__ABOUT THIS EXERCISE__. In the data that follows, every line containing the word "approved" should be returned.

__MATERIAL PROVIDED__.
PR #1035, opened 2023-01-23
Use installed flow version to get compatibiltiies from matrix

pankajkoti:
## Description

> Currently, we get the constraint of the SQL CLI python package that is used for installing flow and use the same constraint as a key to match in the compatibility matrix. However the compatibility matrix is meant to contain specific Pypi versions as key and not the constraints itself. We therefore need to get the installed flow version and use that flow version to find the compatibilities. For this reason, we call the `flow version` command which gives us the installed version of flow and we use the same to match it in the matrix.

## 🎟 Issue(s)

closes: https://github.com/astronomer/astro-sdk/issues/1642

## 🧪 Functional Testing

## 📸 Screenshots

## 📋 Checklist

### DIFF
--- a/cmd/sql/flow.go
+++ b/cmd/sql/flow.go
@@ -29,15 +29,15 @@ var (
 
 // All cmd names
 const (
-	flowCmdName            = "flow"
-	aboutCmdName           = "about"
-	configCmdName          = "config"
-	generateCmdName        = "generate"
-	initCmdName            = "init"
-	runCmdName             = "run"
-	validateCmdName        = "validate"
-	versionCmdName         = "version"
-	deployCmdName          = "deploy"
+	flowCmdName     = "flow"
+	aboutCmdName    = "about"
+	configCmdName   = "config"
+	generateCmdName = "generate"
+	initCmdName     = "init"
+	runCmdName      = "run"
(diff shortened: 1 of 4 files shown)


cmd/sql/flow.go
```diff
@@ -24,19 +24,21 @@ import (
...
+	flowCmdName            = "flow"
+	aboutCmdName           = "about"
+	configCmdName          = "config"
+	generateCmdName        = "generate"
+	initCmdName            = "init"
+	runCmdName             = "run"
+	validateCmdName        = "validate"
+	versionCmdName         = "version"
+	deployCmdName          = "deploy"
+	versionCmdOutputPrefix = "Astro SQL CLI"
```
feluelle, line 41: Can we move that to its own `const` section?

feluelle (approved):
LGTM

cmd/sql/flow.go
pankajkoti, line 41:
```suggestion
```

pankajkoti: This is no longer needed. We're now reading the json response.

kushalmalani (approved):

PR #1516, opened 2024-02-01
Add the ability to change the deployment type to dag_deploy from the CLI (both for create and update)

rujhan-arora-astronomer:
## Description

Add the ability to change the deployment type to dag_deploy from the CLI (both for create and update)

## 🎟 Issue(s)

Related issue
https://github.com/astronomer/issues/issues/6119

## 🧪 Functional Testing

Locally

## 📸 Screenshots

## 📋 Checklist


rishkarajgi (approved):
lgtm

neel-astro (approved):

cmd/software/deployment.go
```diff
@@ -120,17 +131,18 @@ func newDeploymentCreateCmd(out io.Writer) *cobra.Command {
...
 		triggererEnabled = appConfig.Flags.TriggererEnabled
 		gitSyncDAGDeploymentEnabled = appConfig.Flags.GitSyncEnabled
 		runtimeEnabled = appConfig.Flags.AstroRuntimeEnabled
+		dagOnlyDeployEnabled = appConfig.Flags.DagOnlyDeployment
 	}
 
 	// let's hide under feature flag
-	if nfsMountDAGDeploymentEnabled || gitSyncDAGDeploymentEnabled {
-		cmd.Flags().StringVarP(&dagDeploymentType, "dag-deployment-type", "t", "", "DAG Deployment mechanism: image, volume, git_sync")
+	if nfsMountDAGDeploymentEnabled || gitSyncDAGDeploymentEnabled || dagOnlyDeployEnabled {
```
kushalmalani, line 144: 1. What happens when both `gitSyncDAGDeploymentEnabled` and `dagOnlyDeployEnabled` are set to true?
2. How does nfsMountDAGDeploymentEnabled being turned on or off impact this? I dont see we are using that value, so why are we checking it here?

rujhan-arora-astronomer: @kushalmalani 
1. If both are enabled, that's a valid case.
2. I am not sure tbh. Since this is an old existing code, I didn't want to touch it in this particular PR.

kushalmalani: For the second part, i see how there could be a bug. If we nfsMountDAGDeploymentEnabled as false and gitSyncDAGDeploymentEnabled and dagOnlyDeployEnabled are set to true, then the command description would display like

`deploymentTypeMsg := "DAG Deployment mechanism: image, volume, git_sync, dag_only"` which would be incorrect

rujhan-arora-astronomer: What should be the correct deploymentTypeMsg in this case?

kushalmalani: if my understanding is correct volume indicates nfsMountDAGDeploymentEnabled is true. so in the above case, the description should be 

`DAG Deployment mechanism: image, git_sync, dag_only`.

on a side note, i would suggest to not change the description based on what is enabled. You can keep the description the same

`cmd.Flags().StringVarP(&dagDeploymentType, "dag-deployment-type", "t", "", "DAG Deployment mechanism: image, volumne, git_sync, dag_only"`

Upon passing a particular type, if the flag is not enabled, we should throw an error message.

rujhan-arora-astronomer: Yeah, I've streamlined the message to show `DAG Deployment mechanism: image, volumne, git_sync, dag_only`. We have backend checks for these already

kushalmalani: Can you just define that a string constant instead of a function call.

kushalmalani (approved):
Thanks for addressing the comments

__TASK SOLUTION__.
feluelle (approved):
kushalmalani (approved):
rishkarajgi (approved):
neel-astro (approved):
kushalmalani (approved):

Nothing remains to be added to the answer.